(Records drawn from a dataset)
PR #220, opened 2022-02-24
Feature store public API

lpenet:
Companion dip PR: https://github.com/dataiku/dip/pull/15317

This PR adds the public python API of the feature store.

It introduces a `DSSFeatureStore` class, than can be instantiated through the api client, whose unique method allows to list feature groups.

It also add a read property and a method to `DSSDatasetSettings` to check if a dataset is a feature group and to promote (or downgrade) a dataset to the quality of feature group.

### DIFF
--- a/dataikuapi/dss/dataset.py
+++ b/dataikuapi/dss/dataset.py
@@ -741,7 +741,6 @@ class DSSDatasetSettings(DSSTaggableObjectSettings):
     def is_feature_group(self):
         """
         Indicates whether the Dataset is defined as a Feature Group, available in the Feature Store.
-        Changes of this property will be applied when calling :meth:`save` and require the "Manage Feature Store" permission.
 
         :rtype: bool
         """
@@ -749,7 +748,7 @@ class DSSDatasetSettings(DSSTaggableObjectSettings):
 
     def set_feature_group(self, status):
         """
-        Indicates whether the Dataset is defined as a Feature Group, available in the Feature Store.
+        (Un)sets the dataset as a Feature Group, available in the Feature Store.
         Changes of this property will be applied when calling :meth:`save` and require the "Manage Feature Store" permission.
 
         :param status: whether the dataset should be defined as a feature group
--- a/dataikuapi/dss/dataset.py
+++ b/dataikuapi/dss/dataset.py
@@ -737,6 +737,26 @@ class DSSDatasetSettings(DSSTaggableObjectSettings):
     def add_raw_schema_column(self, column):
         self.settings["schema"]["columns"].append(column)
 
+    @property
+    def is_feature_group(self):
+        """
+        Indicates whether the Dataset is defined as a Feature Group, available in the Feature Store.
+        Changes of this property will be applied when calling :meth:`save` and require the "Manage Feature Store" permission.
+
+        :rtype: bool
+        """
+        return self.settings["featureGroup"]
+
+    def set_feature_group(self, status):
+        """
+        Indicates whether the Dataset is defined as a Feature Group, available in the Feature Store.
+        Changes of this property will be applied when calling :meth:`save` and require the "Manage Feature Store" permission.
+
+        :param status: whether the dataset should be defined as a feature group
+        :type status: bool
+        """
+        self.settings["featureGroup"] = status
+
     def save(self):
         self.dataset.client._perform_empty(
                 "PUT", "/projects/%s/datasets/%s" % (self.dataset.project_key, self.dataset.dataset_name),
--- a/dataikuapi/dss/feature_store.py
+++ b/dataikuapi/dss/feature_store.py
@@ -12,6 +12,10 @@ class DSSFeatureGroupListItem(object):
         return self.project_key + "." + self.name
 
     def get_as_dataset(self):
+        """
+        :return: a handle on the dataset
+        :rtype: :class:`dataikuapi.dss.dataset.DSSDataset`
+        """
         return DSSDataset(self.client, self.project_key, self.name)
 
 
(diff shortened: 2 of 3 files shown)


dataikuapi/dss/feature_store.py
```diff
@@ -0,0 +1,14 @@
+class DSSFeatureStore(object):
+    def __init__(self, client):
+        """
+        A handle on the Feature Store. Do not call this methid directly, call """
```
michaelbourhis, line 4: Call 911? 🤣 
The method to call is missing, also, there is a typo in `methid`.

michaelbourhis (changes requested):

dataikuapi/dss/dataset.py
```diff
@@ -737,6 +737,26 @@ def add_time_partitioning_dimension(self, dim_name, period="DAY"):
     def add_raw_schema_column(self, column):
         self.settings["schema"]["columns"].append(column)
 
+    @property
+    def is_feature_group(self):
+        """
+        Indicates whether the Dataset is defined as a Feature Group, available in the Feature Store.
+        Changes of this property will be applied when calling :meth:`save` and require the "Manage Feature Store" permission.
```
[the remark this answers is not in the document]
lpenet: Yes.

dataikuapi/dss/feature_store.py
lpenet: Ha ha. Yes, plus got the wording closer to other such cases.

dataikuapi/dss/dataset.py
```diff
@@ -737,6 +737,26 @@ def add_time_partitioning_dimension(self, dim_name, period="DAY"):
...
+
+        :rtype: bool
+        """
+        return self.settings["featureGroup"]
+
+    def set_feature_group(self, status):
+        """
+        Indicates whether the Dataset is defined as a Feature Group, available in the Feature Store.
```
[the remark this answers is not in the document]
lpenet: ok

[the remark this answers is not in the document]
lpenet: I am not sure that "promote" is the adequate wording. Made another proposal.

dataikuapi/dssclient.py
```diff
@@ -1118,6 +1119,14 @@ def get_object_discussions(self, project_key, object_type, object_id):
         """
         return DSSObjectDiscussions(self, project_key, object_type, object_id)
 
+    ########################################################
+    # Feature Store
+    ########################################################
+    def get_feature_store(self):
+        return DSSFeatureStore(self)
```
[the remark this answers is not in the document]
lpenet: yes, good point.

dataikuapi/dss/feature_store.py
```diff
@@ -0,0 +1,14 @@
...
+        self.client = client
+
+    def list_feature_groups(self):
+        """
+        Get a list of names of datasets defined as feature groups on the DSS instance.
```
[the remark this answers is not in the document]
lpenet: Good point!

michaelbourhis (approved):
LGTM!

dataikuapi/dss/dataset.py
```diff
@@ -737,6 +737,25 @@ def add_time_partitioning_dimension(self, dim_name, period="DAY"):
...
+    @property
+    def is_feature_group(self):
+        """
+        Indicates whether the Dataset is defined as a Feature Group, available in the Feature Store.
+
+        :rtype: bool
+        """
+        return self.settings["featureGroup"]
+
+    def set_feature_group(self, status):
```
cstenac, line 749: Rather make it a @property.setter

dataikuapi/dss/feature_store.py
```diff
@@ -0,0 +1,17 @@
+class DSSFeatureStore(object):
+    def __init__(self, client):
+        """
+        A handle on the Feature Store.
+        Do not create this class directly, use :meth:`DSSClient.get_feature_store`
+        """
+        self.client = client
+
+    def list_feature_groups(self):
```
cstenac, line 9: Since this method is cross-project, it cannot return dataset "names". It may possibly return dataset full names (project + dataset), but in that case, the returned value is fairly unusable.

Please make it return a list of DSSFeatureGroupsListItem which have:

* `.id` (returns full project+name)
* `.get_as_dataset()` which returns a DSSDataset from the correct project

dataikuapi/dss/feature_store.py
```diff
@@ -0,0 +1,17 @@
...
+        """
+        Get a list of names of datasets on which the user has right permissions
+        and that are defined as feature groups in the DSS instance
+
+        :return: list of dataset names
+        :rtype: list of str
+        """
+        return self.client._perform_json("GET", "/feature-store/feature-groups/list")
```
cstenac, line 17: The method for "list feature groups" should be `GET /feature-store/feature-groups`, no /list

cstenac (changes requested):

dataikuapi/dss/feature_store.py
lpenet: It returns indeed full ids, and the only use of those ids is to retrieve the associated dataset.
ok, will do.

dataikuapi/dss/dataset.py
lpenet: I initially used a setter, but the idea was to allow specifying other params if the featureGroup has more options... But ok. :-)

lpenet: So, we eventually decided to leave it as is.

dataikuapi/dss/feature_store.py
lpenet: ok

PR #221, opened 2022-03-01
Dont auto create managed folder in setup_mlflow

alarive:
Stop creating managed folder automatically in setup_mlflow.

Tested manually and by running the integration/python/scenario/ml/prediction/mlflow/experiment_tracking/test_autolog.py test.

Related to:
- https://github.com/dataiku/dip/pull/15360
- https://github.com/dataiku/dku-contrib-private/pull/151

### DIFF
--- a/dataikuapi/dss_plugin_mlflow/utils.py
+++ b/dataikuapi/dss_plugin_mlflow/utils.py
@@ -1,5 +1,5 @@
-from ..dss.utils import AnyLoc
 from ..utils import DataikuException
+from ..dss.managedfolder import DSSManagedFolder
 import logging
 import os
 import sys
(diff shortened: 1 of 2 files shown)


alarive:
dip on demand: http://dku13.dataiku.com:9180/job/dip-on-demand/7726/

dataikuapi/dss_plugin_mlflow/utils.py
```diff
@@ -6,7 +9,7 @@
 
 
 class MLflowHandle:
-    def __init__(self, client, project_key, managed_folder_name, host=None):
+    def __init__(self, client, project, managed_folder, host=None):
```
lpenet, line 12: It seems to me that it would be simpler if `managed_folder` could only be a handle on a MF, and not a MF name.
We would avoid checking that it exists, etc. In this case, we would only check that `managed_folder` is an instance of `DSSManagedFolder` and add its type to the docstring.

lpenet (commented):
Not really sure of the way we specify the managed folder. Please see review comment. :-)

alarive:
New dip on demand: http://dku13.dataiku.com:9180/job/dip-on-demand/7754/

lpenet:
DOD is ok.

image

lpenet (approved):
LGTM+DOD ok. Let's check with @cstenac that he likes the `find_managed_folder_by_name` method.

alarive:
DOD still ok: 
image

lpenet (approved):
LGTM

PR #223, opened 2022-03-15
Feature/feature store

lpenet:
Public API of feature store


lpenet:
Already discussed with Clément.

__DIRECTIONS__: Wherever the word "utils" turns up in a line of the entries above, copy that line.

__REPLY__:
--- a/dataikuapi/dss_plugin_mlflow/utils.py
+++ b/dataikuapi/dss_plugin_mlflow/utils.py
-from ..dss.utils import AnyLoc
 from ..utils import DataikuException
dataikuapi/dss_plugin_mlflow/utils.py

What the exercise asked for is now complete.